PR #2461, opened 2024-04-03
feat(client): accept a function that provides dynamic headers to hc

### LINKED ISSUE #2460: hc with dynamic headers

It would be very handy if you could pass a function to `hc` that gets called on every request and returns the headers. My use case would be to get the JWT from localStorage on every request because the JWT is managed by another library and can change at any time.

```ts
const client = hc<App>("https://example.com", {
  headers: () => ({
    Authorization: `Bearer ${localStorage.getItem("jwt")}`,
  }),
});
```

This would eliminate the need to create a new client whenever the JWT changes.

niko-gardenanet:

- [x] Add tests
- [x] Run tests

Fixes #2460

### DIFF
--- a/deno_dist/client/client.ts
+++ b/deno_dist/client/client.ts
@@ -35,7 +35,7 @@ class ClientRequestImpl {
     this.url = url
     this.method = method
   }
-  fetch = (
+  fetch = async (
     args?: ValidationTargets & {
       param?: Record<string, string>
     },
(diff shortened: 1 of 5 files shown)


niko-gardenanet:
Fixes #2460

yusukebe (approved):
LGTM!

yusukebe:
Hi @niko-gardenanet 

Thanks for the PR. Looks good. Let's go with it.

I'll merge this into the main right now and release a patch that includes this change.

PR #2477, opened 2024-04-08
fix(ssg): use response header to mark as disabled routes for SSG

### LINKED ISSUE #2476: onlySSG middleware not support Cloudflare worker

4.2.2

Cloudflare Workers

Demo Code:
```typescript
import { Hono } from 'hono'
import { onlySSG } from 'hono/ssg'

const app = new Hono()

app.get('/', onlySSG(), (c) => {
  return c.html('<h2>Hello Hono!</h2>')
})

export default app
```

Run command: `npm run dev`, will got error.

Miniflare start normal without error.

### What do you see instead?

✘ [ERROR] service core:user:pagereader: Uncaught Error: Disallowed operation called within global scope. Asynchronous I/O (ex: fetch() or connect()), setting a timeout, and generating random values are not allowed within global scope. To fix this error, perform this operation within a handler. https://developers.cloudflare.com/workers/runtime-apis/handlers/

    at null.<anonymous> (index.js:1521:29)

✘ [ERROR] MiniflareCoreError [ERR_RUNTIME_FAILURE]: The Workers runtime failed to start. There is likely additional logging output above.

### Additional information

I has install the vite-ssg plugin with this command: `npm i -D vite @hono/vite-ssg`

usualoma:
Fixes #2476, https://github.com/honojs/honox/issues/58

As for #2179, using `c.env` to make the decision was a good change, but the decision in the response header should have been left as is. The response header is used again in this PR.

Since we use response headers in this PR, we can also remove the `new Response` before the request that causes an error in Cloudflare worker, but since it should not be changed in the patch version, we leave it marked as deprecated.

Also, if we can make it so that the response headers are used, the following issue will be fixed.
https://github.com/honojs/honox/issues/58

- [x] Add tests
- [x] Run tests

### DIFF
--- a/deno_dist/helper/ssg/index.ts
+++ b/deno_dist/helper/ssg/index.ts
@@ -1,2 +1,8 @@
 export * from './ssg.ts'
-export { SSG_DISABLED_RESPONSE, ssgParams, isSSGContext, disableSSG, onlySSG } from './middleware.ts'
+export {
+  X_HONO_DISABLE_SSG_HEADER_KEY,
+  ssgParams,
+  isSSGContext,
+  disableSSG,
+  onlySSG,
+} from './middleware.ts'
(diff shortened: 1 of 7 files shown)


usualoma:
@yusukebe 
Would you please review?

yusukebe (approved):
Looks good to me!

yusukebe:
Hi @usualoma 

Thanks. I'll merge this now.

PR #2479, opened 2024-04-08
fix(client): fix websocket client protocol

naporin0624:
This PR fixes an issue in the Hono client where WebSocket connections could not be established due to the `hc` function's `baseUrl` containing `http` or `https` schemes. Given that the WebSocket API requires URLs to use the `ws` or `wss` schemes, our existing implementation led to errors when attempting WebSocket connections with `http` or `https` URLs.

To address this, we've introduced a utility function, `replaceUrlProtocol`, which converts `http` URLs to `ws` and `https` URLs to `wss` for WebSocket connections. This ensures compatibility with the WebSocket API and resolves the protocol mismatch issue.

This change allows for seamless WebSocket communication within Hono applications by correctly handling the URL schemes required for WebSocket connections.

- [X] Add tests
- [X] Run tests

### DIFF
--- a/src/client/utils.test.ts
+++ b/src/client/utils.test.ts
@@ -42,6 +42,32 @@ describe('replaceUrlParams', () => {
   })
 })
 
+describe('replaceUrlProtocol', () => {
+  it('Should replace http to ws', () => {
+    const url = 'http://localhost'
+    const newUrl = replaceUrlProtocol(url, 'ws')
+    expect(newUrl).toBe('ws://localhost')
+  })
+
+  it('Should replace ws to http', () => {
+    const url = 'ws://localhost'
+    const newUrl = replaceUrlProtocol(url, 'http')
+    expect(newUrl).toBe('http://localhost')
+  })
+
+  it('Should replace https to wss', () => {
+    const url = 'https://localhost'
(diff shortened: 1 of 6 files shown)


src/client/utils.test.ts
```diff
@@ -42,6 +48,20 @@ describe('replaceUrlParams', () => {
   })
 })
 
+describe('replaceUrlProtocol', () => {
+  it('Should replace http to ws', () => {
+    const url = 'http://localhost'
+    const newUrl = replaceUrlProtocol(url, 'ws')
+    expect(newUrl).toBe('ws://localhost')
+  })
+
```
yusukebe, line 57: Can you write a test for the case if the url is `https://localhost`?

yusukebe:
@naporin0624 

Thanks! This will be a good fix. I've left one comment. Check it.

src/client/utils.test.ts
naporin0624: ok!

naporin0624: Thanks for the review.

In addition to https://localhost, I added a test for wss://localhost! https://github.com/honojs/hono/pull/2479/commits/0bffae5199da73298845472ad2b58992c4364d71

yusukebe (approved):
LGTM!

PR #2488, opened 2024-04-09
fix(jwt): Make JWT Header `typ` Field Optional to Enhance Compatibility

naporin0624:
This PR modifies the JWT header verification to make the `typ` field optional. This change is aligned with the JWT specifications as outlined in RFC 7519 Section 5.1, where the `typ` header parameter is optional. This adjustment was necessary to accommodate tokens, such as those decoded from Cloudflare Access's `CF_Authorization`, which do not include the `typ` field, thus previously preventing successful verification.

### Changes Made
- Made the `typ` field in the `TokenHeader` interface optional.
- Updated the `isTokenHeader` function to validate headers with or without the `typ` field.

Reference to the RFC: [JWT RFC 7519 Section 5.1](https://datatracker.ietf.org/doc/html/rfc7519#section-5.1)

The necessity for this change arose during the verification of JWT tokens from Cloudflare Access, where the absence of the `typ` field led to verification issues. By accommodating tokens without the `typ` field, this PR ensures broader compatibility and adherence to the JWT standard.

- [X] Add tests
- [X] Run tests

### DIFF
--- a/deno_dist/utils/jwt/jwt.ts
+++ b/deno_dist/utils/jwt/jwt.ts
@@ -22,7 +22,7 @@ const decodeJwtPart = (part: string): unknown =>
 
 export interface TokenHeader {
   alg: SignatureAlgorithm
-  typ: 'JWT'
+  typ?: 'JWT'
 }
 
 // eslint-disable-next-line
@@ -32,8 +32,7 @@ export function isTokenHeader(obj: any): obj is TokenHeader {
     obj !== null &&
     'alg' in obj &&
     Object.values(AlgorithmTypes).includes(obj.alg) &&
-    'typ' in obj &&
-    obj.typ === 'JWT'
+    (!('typ' in obj) || obj.typ === 'JWT')
   )
 }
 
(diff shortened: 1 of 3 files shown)


deno_dist/utils/jwt/jwt.ts
```diff
@@ -32,8 +32,7 @@ export function isTokenHeader(obj: any): obj is TokenHeader {
     obj !== null &&
     'alg' in obj &&
     Object.values(AlgorithmTypes).includes(obj.alg) &&
-    'typ' in obj &&
-    obj.typ === 'JWT'
+    (!('typ' in obj) || obj.typ === 'JWT')
```
naporin0624, line 35: typ is case-insensitive, but left uppercase because uppercase is recommended for compatibility.

> While media type names are not case sensitive, it is RECOMMENDED that "JWT" always be spelled using uppercase characters for compatibility with legacy implementations.

Code-Hex (approved):
LGTM!

yusukebe:
Thanks! I'll merge this now.

naporin0624:
thanks!

PR #2499, opened 2024-04-11
feat(rpc): Add status code to response type

kosei28:
This PR adds a status code to the response type and allows type filtering in RPC as below.

server.ts
```ts
const app = new Hono().get(
  "/posts/:id",
  zValidator(
    "param",
    z.object({
      id: z.string(),
    })
  ),
  async (c) => {
    const { id } = c.req.valid("param");

    try {
      const post: Post | undefined = await getPost(id);

      if (post !== undefined) {
        return c.json({ post }, 200);
      }

      return c.json({ error: "not found" }, 404);
    } catch (e) {
      return c.json({ error: "internal server error" }, 500);
    }
  }
);

export type AppType = typeof app;
```

client.ts
```ts
const client = hc<AppType>("/api");

const res = await client.posts[":id"].$get({
  param: { id: "1" },
});

if (res.status === 404) {
  const data: { error: string } = await res.json();
  console.log(data.error);
}

if (res.ok) {
  const data: { post: Post } = await res.json();
  console.log(data.post);
}

// { post: Post } | { error: string }
type ResponseType = InferResponseType<(typeof client.posts)[":id"]["$get"]>;

// { post: Post }
type ResponseType200 = InferResponseType<(typeof client.posts)[":id"]["$get"], 200>;
```

- [x] Add tests
- [x] Run tests

### DIFF
--- a/deno_dist/client/types.ts
+++ b/deno_dist/client/types.ts
@@ -1,6 +1,7 @@
 import type { UpgradedWebSocketResponseInputJSONType } from '../helper/websocket/index.ts'
 import type { Hono } from '../hono.ts'
-import type { Schema } from '../types.ts'
+import type { Endpoint, Schema } from '../types.ts'
+import type { StatusCode, SuccessStatusCode } from '../utils/http-status.ts'
 import type { HasRequiredKeys } from '../utils/types.ts'
 
 type HonoRequest = (typeof Hono.prototype)['request']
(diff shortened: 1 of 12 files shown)


yusukebe:
@kosei28 Awesome! This will be a great improvement. I'll see the details later.

yusukebe (commented):
How about specifying `200` as the default value? I think the user expects `200` in most cases, and it's `200`, the default value of `c.json()`.

kosei28:
I thought so at first, but c.status() may have set a different status code than the default, and the type and value may not match. It would be nice if the context had a type for the status code and could override that type with c.status(), but this is not possible in TypeScript.

yusukebe:
@kosei28 

> I thought so at first, but `c.status()` may have set a different status code than the default, and the type and value may not match. It would be nice if the context had a type for the status code and could override that type with `c.status()`, but this is not possible in TypeScript.

Understood well! Indeed, it is not possible. 

I'd like to merge this into the branch for the next minor release later. Can you fix the CI error?

kosei28:
I fixed the CI error.

I'm looking forward to its release!

yusukebe:
Hi @kosei28 

Now I've fixed the conflict again to the main. I'll merge this into the "next" branch for the next minor release, 4.3.0. Thanks!

PR #2503, opened 2024-04-13
refactor(trie-router): parentPatterns is updated but never queried

exoego:
It appears that `parentPatterns` is updated but its content is never referenced.

- [ ] Add tests
- [x] Run tests


yusukebe (approved):
LGTM!

yusukebe:
@exoego Thanks!

PR #2510, opened 2024-04-15
fix(client): Allow calling toString and valueOf on the proxy object

### LINKED ISSUE #2509: TypeError: Cannot determine default value of object

4.2.3

Expo

Documenting this for posterity, but will have a PR to fix on the way.

1. Create a new expo app
2. Instantiate a `hono/client` instance (e.g.`const client = hc<AppType>(API_URL)`
3. console.log the client: `console.log(client)`

Logs the client object

### What do you see instead?

`TypeError: Cannot determine default value of object`

This comes from the hermes javascript engine: https://github.com/facebook/hermes/issues/205

What's happening is that when you try to console.log the client, react-native tries to console.log a function. So it calls `client.name.valueOf()` and `client.name.toString()`. But because the client creates proxy objects for methods, it tries to return a instance of `ClientRequestImpl` with the url of `/name/valueOf` and `/name/toString` respectively.

Fix is to catch these cases (and maybe others?) and return a string instead.

### Additional information

_No response_

ibash:
Fixes #2509

When a hono client is instantiated in expo and then console.log(client) is called, an error is thrown:

`TypeError: Cannot determine default value of object`

This is because the hermes javascript engine expects `new String(val)` to always return a string. But the proxy object would return a ClientRequestImpl object instead.

This commit makes a string / function returned in the cases where .toString() and .valueOf() is called on the function.name or function respectively.

Also see https://github.com/facebook/hermes/issues/205

- [X] Add tests
- [X] Run tests (vitest seems to mess up the bun test runner, so comment out that import)

### DIFF
--- a/deno_dist/client/client.ts
+++ b/deno_dist/client/client.ts
@@ -132,8 +132,27 @@ export const hc = <T extends Hono<any, any, any>>(
   baseUrl: string,
   options?: ClientRequestOptions
 ) =>
-  createProxy((opts) => {
+  createProxy(function proxyCallback(opts) {
     const parts = [...opts.path]
+
+    // allow calling .toString() and .valueOf() on the proxy
+    if (parts[parts.length - 1] === 'toString') {
+      if (parts[parts.length - 2] === 'name') {
+        // e.g. hc().somePath.name.toString() -> "somePath"
+        return parts[parts.length - 3] || ''
+      }
+      // e.g. hc().somePath.toString()
+      return proxyCallback.toString()
+    }
+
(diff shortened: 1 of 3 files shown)


yusukebe:
Hi @ibash 

Thank you for the PR. Almost everything is okay. But can you fix the TypeScript errors? I think it's not a problem to use `// @ts-ignore`.

ibash:
@yusukebe woops, sorry about that, fixed!

yusukebe (approved):
LGTM!

yusukebe:
@ibash 

Thanks! I'll merge this now.

PR #2512, opened 2024-04-15
feat(helper/cookie): delete cookie returns the deleted value

### LINKED ISSUE #2321: Session flash?

I don't have a strong opinion on this and I'm fine with the way Hono currently works.

However, I'm wondering if something for making flash messages easier would make sense to be in the core? For example, to show a message after a successful POST request and a redirect.

Here are three options that I see:

1. Create a `setFlash` and `getFlash`
2. Make `deleteCookie` return the deleted value
3. No changes and keep Hono core small

What do you think?

sor4chi:

- [x] Add tests
- [x] Run tests

resolve #2321

### DIFF
--- a/deno_dist/helper/cookie/index.ts
+++ b/deno_dist/helper/cookie/index.ts
@@ -118,6 +118,8 @@ export const setSignedCookie = async (
   c.header('set-cookie', cookie, { append: true })
 }
 
-export const deleteCookie = (c: Context, name: string, opt?: CookieOptions): void => {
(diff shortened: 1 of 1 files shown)


yusukebe (approved):
LGTM!

yusukebe:
Hi @sor4chi 

Looks good to me! We can merge this right now, but I'm wondering if it should be included in a patch release or a minor release. Please wait a bit.

yusukebe:
Hi @sor4chi !

Now, I'll merge this into the "next" branch. Thanks!

PR #2514, opened 2024-04-16
feat(bearer-auth): add `headerName` option

eliasbrange:
Adds the possibility to use custom headers, such as `X-Auth` or `X-Access-Token` instead of `Authorization` with the `bearer-auth` middleware.

- [x] Add tests
- [x] Run tests

### DIFF
--- a/src/middleware/bearer-auth/index.ts
+++ b/src/middleware/bearer-auth/index.ts
@@ -5,17 +5,20 @@ import { timingSafeEqual } from '../../utils/buffer'
 
 const TOKEN_STRINGS = '[A-Za-z0-9._~+/-]+=*'
 const PREFIX = 'Bearer'
+const HEADER = 'Authorization'
 
 type BearerAuthOptions =
   | {
       token: string | string[]
       realm?: string
       prefix?: string
+      headerName?: string
       hashFunction?: Function
     }
   | {
       realm?: string
       prefix?: string
+      headerName?: string
       verifyToken: (token: string, c: Context) => boolean | Promise<boolean>
       hashFunction?: Function
     }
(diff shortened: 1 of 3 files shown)


yusukebe:
Hi @eliasbrange 

Thanks for the PR. But I think we should consider whether we make it possible to change the header name.

@callumthomson What do you think about this matter?

callumthomson:
@yusukebe I suppose it is somewhat reasonably common to want to use a different header name for providing a bearer token for authentication. I guess it depends on where you draw the line between 'batteries included' and 'extend it yourself'.

From a web standards perspective, according to [RFC 6750](https://datatracker.ietf.org/doc/html/rfc6750#section-2.1), the header name _can_ be changed, but it is clear which one is considered standard.
> Clients SHOULD make authenticated requests with a bearer token using the "Authorization" request header field with the "Bearer" HTTP authorization scheme.  Resource servers MUST support this method.

eliasbrange:
I might agree on pulling back this one. For my use case, I would most likely write my own middleware anyway to get more control over caching JWKS and such. :)

yusukebe:
@callumthomson Thank you for the comment!

>  I guess it depends on where you draw the line between 'batteries included' and 'extend it yourself'.

Indeed, you are right. For this case, I prefer "batteries included." This means we can accept this feature to enable the change of the header name.

@eliasbrange So, shall we go with it? I think there are some points to be reviewed, I'll comment.

src/middleware/bearer-auth/index.ts
```diff
@@ -5,17 +5,20 @@ import { timingSafeEqual } from '../../utils/buffer'
...
 const TOKEN_STRINGS = '[A-Za-z0-9._~+/-]+=*'
 const PREFIX = 'Bearer'
+const HEADER = 'Authorization'
 
 type BearerAuthOptions =
   | {
       token: string | string[]
       realm?: string
       prefix?: string
+      header?: string
```
yusukebe, line 15: I like the option name `header`, but it may be too *general*. So how about using `headerName` or something else?

eliasbrange: I agree. I changed it to `headerName`.

yusukebe (approved):
LGTM!

yusukebe:
Hi @eliasbrange 

Now, I'll merge this into the "next" branch for the next minor release `v4.3.0` which will be shipped soon. Thanks for your contribution.

PR #2515, opened 2024-04-16
feat: expose serve-static builder

cometkim:
This allows accessing `middleware/serve-static` from third-party

### Use case

I run my own handler based on Cloudflare R2 to avoid the limitations of Cloudflare KV / Pages. And I found that most of the code I needed there was already built into hono.

So what I expect is like:

```ts
import { Hono } from 'hono';
import { serveStatic as makeServe } from 'hono/base-serve-static';

const app = new Hono<Env>();

const serveContent = makeServe<Env>({
  getContent: async (path, c) => {
    // retrieve
    let response = await cache.match(c.req.raw);

    // ...get R2 object
    if (!response) {
      let obj = await c.env.CONTENT.get(path);
      if (obj) {
        response = obj.body;
        c.executionCtx.waitUntil(cache.put(c.req.raw, obj.body));
      }
    }

    c.body(response);
  },
});

app.use(serveContent);

export default app;
```

- [ ] Add tests
- [x] Run tests

### DIFF
--- a/package.json
+++ b/package.json
@@ -279,7 +279,7 @@
       "import": "./dist/helper/factory/index.js",
       "require": "./dist/cjs/helper/factory/index.js"
     },
-    "./base-serve-static": {
+    "./serve-static": {
       "types": "./dist/types/middleware/serve-static/index.d.ts",
       "import": "./dist/middleware/serve-static/index.js",
       "require": "./dist/cjs/middleware/serve-static/index.js"
@@ -480,7 +480,7 @@
       "factory": [
         "./dist/types/helper/factory/index.d.ts"
       ],
-      "base-serve-static": [
+      "serve-static": [
         "./dist/types/middleware/serve-static"
       ],
       "cloudflare-workers": [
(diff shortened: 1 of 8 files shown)


yusukebe:
Hi @cometkim 

This is good! But please wait until I look over the details!

cometkim:
@yusukebe added a type definition rather than `any` as it would be a public interface.

And made some changes to allow a situation where users needed to create the Response object themselves. (e.g. using with Browser/Cloudflare's Cache API)

package.json
```diff
@@ -279,6 +279,11 @@
       "import": "./dist/helper/factory/index.js",
       "require": "./dist/cjs/helper/factory/index.js"
     },
+    "./base-serve-static": {
```
yusukebe, line 282: Simply, I think `./base-serve` is better than `./base-serve-static`.

```ts
import { serveStatic } from 'hono/serve-static 
```

yusukebe (approved):
LGTM!

yusukebe:
@cometkim Thanks!

PR #4887, opened 2026-04-22
feat(cacherouter) add routing cache

bulebrainbrand:
## Overview
Add CacheRouter for cache routing Result.
- CacheRouter take router instance  on constructer
- this is LRU

## changes
- made cache-router directory and router.ts, index.ts, router.test.ts files.

## impact
- None

## Tests
- src/router/common.case.test.ts

- [x] Add tests
- [x] Run tests

### DIFF
--- a/src/router/cache-router/index.ts
+++ b/src/router/cache-router/index.ts
@@ -1,0 +1,6 @@
+/**
+ * @module
+ * CacheRouter for Hono.
+ */
+
+export { CacheRouter } from './router'
--- a/src/router/cache-router/router.test.ts
+++ b/src/router/cache-router/router.test.ts
@@ -1,0 +1,14 @@
+import { runTest } from '../common.case.test'
+import { TrieRouter } from '../trie-router'
+import { CacheRouter } from './router'
+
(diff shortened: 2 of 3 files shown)


usualoma:
Hi @bulebrainbrand,
You’re right—wrapping TrieRouter would likely make it faster.

However, since the routers currently built into Hono itself can handle a wide range of use cases and are sufficiently fast, I don’t think there’s a need to add a router that requires maintenance to the core Hono code.

I think it would be best to release it as a third-party router separately, rather than including it in the core.

yusukebe:
@bulebrainbrand 

Thanks!

I have also considered using a caching mechanism in routers. But I don't introduce it because Hono is basically made for "edge" environments, such as Cloudflare Workers, where the process will die with one of a few requests. In the environment, caching is not effective.

For the reason @usualoma mentioned, we don't have to include it in the `hono` core. I think it's a good idea to create an independent project.

bulebrainbrand:
thank you for valuable replies.
that makes sense. i close pullrequest and make 3rd party package. thank you!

:: Exercise ::
An exact copy of the lines above, from the one containing "Here are three" down to the one containing "about this matter?" and including both, is the whole answer; retype it and nothing else.

:: Exercise solution ::
Here are three options that I see:

1. Create a `setFlash` and `getFlash`
2. Make `deleteCookie` return the deleted value
3. No changes and keep Hono core small

What do you think?

sor4chi:

- [x] Add tests
- [x] Run tests

resolve #2321

### DIFF
--- a/deno_dist/helper/cookie/index.ts
+++ b/deno_dist/helper/cookie/index.ts
@@ -118,6 +118,8 @@ export const setSignedCookie = async (
   c.header('set-cookie', cookie, { append: true })
 }
 
-export const deleteCookie = (c: Context, name: string, opt?: CookieOptions): void => {
(diff shortened: 1 of 1 files shown)


yusukebe (approved):
LGTM!

yusukebe:
Hi @sor4chi 

Looks good to me! We can merge this right now, but I'm wondering if it should be included in a patch release or a minor release. Please wait a bit.

yusukebe:
Hi @sor4chi !

Now, I'll merge this into the "next" branch. Thanks!

PR #2514, opened 2024-04-16
feat(bearer-auth): add `headerName` option

eliasbrange:
Adds the possibility to use custom headers, such as `X-Auth` or `X-Access-Token` instead of `Authorization` with the `bearer-auth` middleware.

- [x] Add tests
- [x] Run tests

### DIFF
--- a/src/middleware/bearer-auth/index.ts
+++ b/src/middleware/bearer-auth/index.ts
@@ -5,17 +5,20 @@ import { timingSafeEqual } from '../../utils/buffer'
 
 const TOKEN_STRINGS = '[A-Za-z0-9._~+/-]+=*'
 const PREFIX = 'Bearer'
+const HEADER = 'Authorization'
 
 type BearerAuthOptions =
   | {
       token: string | string[]
       realm?: string
       prefix?: string
+      headerName?: string
       hashFunction?: Function
     }
   | {
       realm?: string
       prefix?: string
+      headerName?: string
       verifyToken: (token: string, c: Context) => boolean | Promise<boolean>
       hashFunction?: Function
     }
(diff shortened: 1 of 3 files shown)


yusukebe:
Hi @eliasbrange 

Thanks for the PR. But I think we should consider whether we make it possible to change the header name.

@callumthomson What do you think about this matter?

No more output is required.